- **Work task**:
After locating the line that contains "tested on macOS, Windows and Ubuntu" in the data below, set down exactly that line and each one after it through the line that contains "- build/engine/* (covered earlier)", and nothing more.

Start of Records supplied

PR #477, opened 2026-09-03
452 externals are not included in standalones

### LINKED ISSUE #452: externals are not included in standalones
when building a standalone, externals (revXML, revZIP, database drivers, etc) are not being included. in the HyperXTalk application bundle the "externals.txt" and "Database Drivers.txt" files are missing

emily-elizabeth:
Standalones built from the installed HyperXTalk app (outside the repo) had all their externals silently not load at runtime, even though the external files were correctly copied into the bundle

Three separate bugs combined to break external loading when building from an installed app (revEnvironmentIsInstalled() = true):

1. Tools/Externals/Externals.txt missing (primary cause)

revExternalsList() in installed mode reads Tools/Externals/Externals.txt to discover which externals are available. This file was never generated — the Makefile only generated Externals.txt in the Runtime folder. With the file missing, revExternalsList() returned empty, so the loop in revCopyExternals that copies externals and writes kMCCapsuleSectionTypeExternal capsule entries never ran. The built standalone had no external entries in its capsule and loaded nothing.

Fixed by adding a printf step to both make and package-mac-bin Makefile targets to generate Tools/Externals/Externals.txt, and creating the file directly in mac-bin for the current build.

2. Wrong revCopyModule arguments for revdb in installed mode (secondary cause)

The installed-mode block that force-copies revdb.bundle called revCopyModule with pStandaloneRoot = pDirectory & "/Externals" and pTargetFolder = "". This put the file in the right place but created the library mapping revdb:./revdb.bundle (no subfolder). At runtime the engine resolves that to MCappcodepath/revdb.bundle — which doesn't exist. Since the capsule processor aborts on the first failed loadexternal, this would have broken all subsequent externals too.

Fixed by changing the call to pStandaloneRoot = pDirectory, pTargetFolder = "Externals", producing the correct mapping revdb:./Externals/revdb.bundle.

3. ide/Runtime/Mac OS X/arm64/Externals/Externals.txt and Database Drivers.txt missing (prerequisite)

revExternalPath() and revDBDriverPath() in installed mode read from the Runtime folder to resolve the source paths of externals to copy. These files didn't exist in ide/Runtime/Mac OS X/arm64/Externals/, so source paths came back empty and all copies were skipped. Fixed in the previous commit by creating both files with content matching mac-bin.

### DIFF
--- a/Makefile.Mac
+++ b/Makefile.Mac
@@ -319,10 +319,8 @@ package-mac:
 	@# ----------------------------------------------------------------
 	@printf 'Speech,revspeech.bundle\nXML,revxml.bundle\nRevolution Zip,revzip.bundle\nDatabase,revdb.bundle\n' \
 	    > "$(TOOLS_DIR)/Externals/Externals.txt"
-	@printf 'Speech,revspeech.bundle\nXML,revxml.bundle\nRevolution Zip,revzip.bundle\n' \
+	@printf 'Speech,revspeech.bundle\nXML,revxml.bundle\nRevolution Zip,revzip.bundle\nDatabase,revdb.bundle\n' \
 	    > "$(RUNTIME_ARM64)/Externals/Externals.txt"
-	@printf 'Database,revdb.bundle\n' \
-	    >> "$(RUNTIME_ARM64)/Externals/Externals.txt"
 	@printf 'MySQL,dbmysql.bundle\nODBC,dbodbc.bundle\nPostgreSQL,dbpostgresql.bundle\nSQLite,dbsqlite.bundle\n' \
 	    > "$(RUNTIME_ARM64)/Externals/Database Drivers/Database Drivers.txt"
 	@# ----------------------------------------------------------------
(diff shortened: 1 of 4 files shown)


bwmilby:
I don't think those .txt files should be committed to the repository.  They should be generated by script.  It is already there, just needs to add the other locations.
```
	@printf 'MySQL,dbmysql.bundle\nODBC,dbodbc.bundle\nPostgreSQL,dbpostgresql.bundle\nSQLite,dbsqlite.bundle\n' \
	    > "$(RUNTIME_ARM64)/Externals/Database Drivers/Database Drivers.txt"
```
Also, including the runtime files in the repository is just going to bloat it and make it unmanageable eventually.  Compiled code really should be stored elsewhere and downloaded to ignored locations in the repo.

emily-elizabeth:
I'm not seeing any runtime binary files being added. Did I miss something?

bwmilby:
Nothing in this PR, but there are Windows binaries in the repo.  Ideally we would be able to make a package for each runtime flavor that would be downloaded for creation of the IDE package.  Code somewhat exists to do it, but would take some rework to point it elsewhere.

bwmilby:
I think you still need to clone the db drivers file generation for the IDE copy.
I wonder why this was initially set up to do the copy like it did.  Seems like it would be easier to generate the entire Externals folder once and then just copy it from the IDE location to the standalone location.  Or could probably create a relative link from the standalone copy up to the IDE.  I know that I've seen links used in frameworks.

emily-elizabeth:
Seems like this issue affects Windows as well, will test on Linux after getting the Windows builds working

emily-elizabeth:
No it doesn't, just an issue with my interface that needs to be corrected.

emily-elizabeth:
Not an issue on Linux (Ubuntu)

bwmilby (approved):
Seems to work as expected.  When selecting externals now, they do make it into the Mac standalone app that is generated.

End of Records supplied
Start of Records supplied

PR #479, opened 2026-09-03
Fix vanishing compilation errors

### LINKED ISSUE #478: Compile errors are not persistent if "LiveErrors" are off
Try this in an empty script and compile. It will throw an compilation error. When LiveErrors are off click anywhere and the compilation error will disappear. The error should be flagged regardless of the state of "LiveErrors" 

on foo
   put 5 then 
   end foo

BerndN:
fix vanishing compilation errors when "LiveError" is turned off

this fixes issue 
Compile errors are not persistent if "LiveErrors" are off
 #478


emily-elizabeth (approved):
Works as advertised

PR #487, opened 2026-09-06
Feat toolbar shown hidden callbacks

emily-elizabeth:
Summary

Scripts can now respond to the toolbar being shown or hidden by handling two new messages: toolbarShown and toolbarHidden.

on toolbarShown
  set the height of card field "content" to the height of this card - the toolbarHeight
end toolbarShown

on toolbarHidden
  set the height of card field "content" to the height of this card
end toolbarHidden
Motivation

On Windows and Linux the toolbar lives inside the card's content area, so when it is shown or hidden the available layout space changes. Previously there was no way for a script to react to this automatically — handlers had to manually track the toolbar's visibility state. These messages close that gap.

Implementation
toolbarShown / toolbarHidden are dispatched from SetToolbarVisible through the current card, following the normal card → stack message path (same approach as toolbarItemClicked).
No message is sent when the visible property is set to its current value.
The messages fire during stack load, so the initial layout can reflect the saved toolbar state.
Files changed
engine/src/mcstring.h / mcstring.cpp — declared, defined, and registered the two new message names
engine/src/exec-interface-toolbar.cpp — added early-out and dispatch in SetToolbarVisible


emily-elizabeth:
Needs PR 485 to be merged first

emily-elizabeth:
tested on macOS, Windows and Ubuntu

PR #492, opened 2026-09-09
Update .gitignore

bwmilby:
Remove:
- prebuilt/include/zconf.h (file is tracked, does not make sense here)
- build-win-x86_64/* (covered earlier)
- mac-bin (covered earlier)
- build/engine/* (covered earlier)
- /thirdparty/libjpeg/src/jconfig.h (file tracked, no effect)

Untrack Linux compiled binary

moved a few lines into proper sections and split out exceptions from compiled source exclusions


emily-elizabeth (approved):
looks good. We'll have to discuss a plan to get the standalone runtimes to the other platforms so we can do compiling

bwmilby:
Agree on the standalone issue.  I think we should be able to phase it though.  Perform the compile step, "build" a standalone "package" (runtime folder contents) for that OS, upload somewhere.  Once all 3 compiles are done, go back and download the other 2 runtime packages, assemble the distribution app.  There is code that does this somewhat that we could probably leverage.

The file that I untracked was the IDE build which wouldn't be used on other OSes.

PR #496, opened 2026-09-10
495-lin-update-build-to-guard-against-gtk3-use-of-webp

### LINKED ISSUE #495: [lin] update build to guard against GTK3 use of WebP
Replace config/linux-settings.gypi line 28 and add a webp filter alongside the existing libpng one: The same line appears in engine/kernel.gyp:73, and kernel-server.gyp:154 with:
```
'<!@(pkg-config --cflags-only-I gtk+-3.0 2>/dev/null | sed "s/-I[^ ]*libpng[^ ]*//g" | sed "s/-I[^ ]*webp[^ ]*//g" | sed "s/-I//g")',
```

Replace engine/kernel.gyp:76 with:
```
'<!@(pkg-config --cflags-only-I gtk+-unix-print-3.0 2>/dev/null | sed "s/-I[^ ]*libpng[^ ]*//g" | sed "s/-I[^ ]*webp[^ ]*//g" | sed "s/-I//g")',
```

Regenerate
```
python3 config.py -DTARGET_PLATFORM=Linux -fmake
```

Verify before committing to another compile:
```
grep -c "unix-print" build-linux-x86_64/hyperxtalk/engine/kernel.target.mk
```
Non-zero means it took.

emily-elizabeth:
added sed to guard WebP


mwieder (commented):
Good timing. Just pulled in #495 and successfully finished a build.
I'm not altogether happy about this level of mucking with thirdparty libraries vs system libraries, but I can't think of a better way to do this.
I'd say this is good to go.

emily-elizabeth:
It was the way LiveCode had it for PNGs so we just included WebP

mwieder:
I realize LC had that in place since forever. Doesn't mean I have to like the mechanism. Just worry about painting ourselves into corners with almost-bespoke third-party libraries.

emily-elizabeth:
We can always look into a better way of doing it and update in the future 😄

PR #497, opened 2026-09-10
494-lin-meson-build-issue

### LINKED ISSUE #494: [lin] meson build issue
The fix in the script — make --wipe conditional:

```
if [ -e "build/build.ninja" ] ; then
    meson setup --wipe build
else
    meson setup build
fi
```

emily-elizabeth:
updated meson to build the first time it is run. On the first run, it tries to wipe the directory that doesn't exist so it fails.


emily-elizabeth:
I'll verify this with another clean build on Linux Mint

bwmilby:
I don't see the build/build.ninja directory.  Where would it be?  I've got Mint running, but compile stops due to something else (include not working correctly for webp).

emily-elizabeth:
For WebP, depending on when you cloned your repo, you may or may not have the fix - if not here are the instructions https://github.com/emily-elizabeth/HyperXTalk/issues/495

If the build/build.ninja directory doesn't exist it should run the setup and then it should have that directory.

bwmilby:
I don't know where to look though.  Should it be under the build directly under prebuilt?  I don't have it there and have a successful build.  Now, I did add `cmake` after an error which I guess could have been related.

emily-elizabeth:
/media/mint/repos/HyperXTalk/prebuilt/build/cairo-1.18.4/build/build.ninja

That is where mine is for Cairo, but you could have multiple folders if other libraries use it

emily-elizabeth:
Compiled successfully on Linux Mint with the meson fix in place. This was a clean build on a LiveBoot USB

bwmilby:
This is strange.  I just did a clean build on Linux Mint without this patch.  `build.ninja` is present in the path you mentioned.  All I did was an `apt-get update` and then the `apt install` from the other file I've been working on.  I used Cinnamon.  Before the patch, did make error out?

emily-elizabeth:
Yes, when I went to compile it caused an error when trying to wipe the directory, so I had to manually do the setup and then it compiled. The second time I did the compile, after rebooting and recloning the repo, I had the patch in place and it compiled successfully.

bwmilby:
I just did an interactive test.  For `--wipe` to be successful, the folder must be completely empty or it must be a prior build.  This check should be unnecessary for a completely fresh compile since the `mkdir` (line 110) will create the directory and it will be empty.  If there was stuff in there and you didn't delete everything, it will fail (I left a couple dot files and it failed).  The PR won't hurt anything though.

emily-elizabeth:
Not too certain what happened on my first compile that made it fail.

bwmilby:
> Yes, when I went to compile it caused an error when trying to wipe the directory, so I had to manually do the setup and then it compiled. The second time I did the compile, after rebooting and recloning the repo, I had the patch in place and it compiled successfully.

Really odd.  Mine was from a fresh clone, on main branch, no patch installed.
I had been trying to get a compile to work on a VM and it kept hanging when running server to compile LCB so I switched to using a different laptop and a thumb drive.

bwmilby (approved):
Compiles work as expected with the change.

End of Records supplied

- **Finished task**:
tested on macOS, Windows and Ubuntu

PR #492, opened 2026-09-09
Update .gitignore

bwmilby:
Remove:
- prebuilt/include/zconf.h (file is tracked, does not make sense here)
- build-win-x86_64/* (covered earlier)
- mac-bin (covered earlier)
- build/engine/* (covered earlier)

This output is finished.